Neural sparse search v3 models: Advancing search relevance

We are excited to announce the release of our v3 neural sparse models:

  • v3-distill: Building on the success of the v2-distill model, v3-distill delivers higher search relevance (0.517 NDCG@10 vs. 0.504 for v2-distill) through improved training while retaining its lightweight architecture for fast ingestion and low memory usage.
  • v3-gte: Our most accurate v3 model, offering the best search relevance across all benchmarks (0.546 NDCG@10 vs. 0.517 for v3-distill) while maintaining the high efficiency and low-latency performance of doc-only sparse retrieval.

The v3 models are now available in both OpenSearch and Hugging Face.

All v3 models achieve better search relevance than their v2 counterparts. The following table compares search relevance across model generations.
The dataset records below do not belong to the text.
PR #1745, opened 2026-01-27
feat: add status field into WorkspaceStatus for presenting Workspace current state.

rambohe-ch:
**Reason for Change**:

According to the proposal: https://github.com/kaito-project/kaito/blob/main/docs/proposals/20260121-workspace-status-phase.md, Field status is added into WorkspaceStatus for presenting current state of Workspace instance.

btw: The improvement of Workspace in kubectl tool output: TargetNodeCount and Status are output instead of original each conditions. 

**Requirements**

**Issue Fixed**:

**Notes for Reviewers**:

### DIFF
--- a/api/v1beta1/workspace_types.go
+++ b/api/v1beta1/workspace_types.go
@@ -199,9 +199,9 @@ type WorkspaceStatus struct {
 	// +optional
 	WorkerNodes []string `json:"workerNodes,omitempty"`
 
-	// Status represents the current high-level state of the workspace.
+	// State represents the current high-level state of the workspace.
 	// +optional
-	Status WorkspaceState `json:"status,omitempty"`
+	State WorkspaceState `json:"state,omitempty"`
 
 	// Conditions report the current conditions of the workspace.
 	// +optional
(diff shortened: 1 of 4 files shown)


api/v1beta1/workspace_types.go
```diff
@@ -176,12 +176,33 @@ type TuningSpec struct {
 	Output *DataDestination `json:"output"`
 }
 
+// WorkspaceState indicates the high-level state of the workspace.
+type WorkspaceState string
+
+const (
```
Fei-Guo, line 182: Should we make the api name and struct name consistent? 
Either Status or state is ok, but not both.

api/v1beta1/workspace_types.go
```diff
@@ -197,10 +218,8 @@ type WorkspaceStatus struct {
 // +kubebuilder:resource:path=workspaces,scope=Namespaced,categories=workspace,shortName={wk,wks}
 // +kubebuilder:storageversion
 // +kubebuilder:printcolumn:name="Instance",type="string",JSONPath=".resource.instanceType",description=""
-// +kubebuilder:printcolumn:name="ResourceReady",type="string",JSONPath=".status.conditions[?(@.type==\"ResourceReady\")].status",description=""
-// +kubebuilder:printcolumn:name="InferenceReady",type="string",JSONPath=".status.conditions[?(@.type==\"InferenceReady\")].status",description=""
-// +kubebuilder:printcolumn:name="JobStarted",type="string",JSONPath=".status.conditions[?(@.type==\"JobStarted\")].status",description=""
-// +kubebuilder:printcolumn:name="WorkspaceSucceeded",type="string",JSONPath=".status.conditions[?(@.type==\"WorkspaceSucceeded\")].status",description=""
+// +kubebuilder:printcolumn:name="TargetNodeCount",type="integer",JSONPath=".status.targetNodeCount",description=""
+// +kubebuilder:printcolumn:name="Status",type="string",JSONPath=".status.status",description=""
```
Fei-Guo: Should we keep the old behavior of reporting condition? This seems to be a UX change that is not backward compatible.

api/v1beta1/workspace_types.go
rambohe-ch: fixed, unified as the `State`

api/v1beta1/workspace_types.go
rambohe-ch: fixed

Fei-Guo (approved):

Modelv1v2-distilldoc-v1doc-v2-distilldoc-v2-minidoc-v3-distilldoc-v3-gte
Inference-free✔️✔️✔️✔️✔️✔️✔️
Model Parameters133M67M133M67M23M67M133M
AVG NDCG@100.5240.5280.490.5040.4970.5170.546
AVG FLOPS11.48.32.31.81.71.81.7

From v2 to v3 series models

The transition from v2 to v3 models in OpenSearch represents a significant leap forward in neural sparse search relevance while maintaining the hallmark efficiency of the v2 series.

Limitations of v2 models

The v2 series models made neural sparse search widely accessible by significantly reducing the number of model parameters and improving ingestion throughput while maintaining nearly the same search relevance. However, as search workloads and datasets grew in complexity, certain challenges emerged:

  • Relevance bottleneck: While v2 models delivered strong efficiency and solid performance, their inference-free design still trailed behind well-trained Siamese dense or sparse retrievers in retrieval quality.
  • Limited teacher guidance: v2 models relied primarily on heterogeneous bi-encoder teachers for distillation, without using the richer ranking signals from stronger models, such as large language models (LLMs).
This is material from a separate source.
PR #1747, opened 2026-01-28
fix: trivy unknown severitis for test/kaito-base image

rambohe-ch:
**Reason for Change**:

1. I've met the trivy error in this pull request: https://github.com/kaito-project/kaito/actions/runs/21424380339/job/61690448685, and there are 36 unknown severities for test/kaito-base:v0.0.1 image.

These limitations motivated us to rethink both training strategies and model architecture for the next-generation models.

Advancements in v3 models

For the v3 series, our primary goal was to push search relevance to a new level while retaining the lightweight and low-latency characteristics of v2 models. Key advancements include the following:

  • v3-distill: Builds on v2-distill by incorporating ℓ0-based sparsification techniques and training on a larger and more diverse dataset. This combination improves search relevance while maintaining the same lightweight architecture for fast ingestion and low memory usage.
  • v3-gte: Replaces the v3-distill backbone with a General Text Embedding (GTE) architecture, providing stronger semantic representation and support for 8192-token context windows. This model employs LLM teacher models, capturing richer semantic nuances and setting a new benchmark for sparse retrieval relevance in OpenSearch.

The technology behind v3 models

Two core techniques drive the technology improvements in v3 models: ℓ0-based sparsification for efficient document representation and GTE architecture with LLM teachers for enhanced training quality.

With these advancements, the v3 series delivers substantial improvements in search relevance while preserving the hallmark speed, efficiency, and inference-free advantages of previous generations. This ensures that you can achieve state-of-the-art retrieval performance without compromising scalability or latency.

ℓ0-based sparsification

The ℓ0-based approach selectively sparsifies document-side representations to balance efficiency and ranking quality:

  • ℓ0 mask loss: Regularizes only document vectors exceeding the desired sparsity threshold.
  • ℓ0 approximation activation: Provides a differentiable approximation for ℓ0, enabling precise sparsity control during training.

Combined with expanded training data, this enables v3-distill to achieve higher relevance without sacrificing efficiency.

GTE architecture with LLM teachers

The GTE architecture strengthens semantic representation and handles much longer inputs, while LLM-based teacher signals offer richer ranking guidance. This combination allows v3-gte to deliver the highest relevance scores among all OpenSearch sparse retrievers.

Search relevance benchmarks

Similarly to the tests described in our previous blog post, we evaluated the search relevance of the models on the BEIR benchmark. The search relevance results are shown in the following table. All v3 series models outperform their v2 and v1 counterparts, with v3‑gte achieving the highest relevance scores across all tests and setting a new record for OpenSearch neural sparse retrieval models.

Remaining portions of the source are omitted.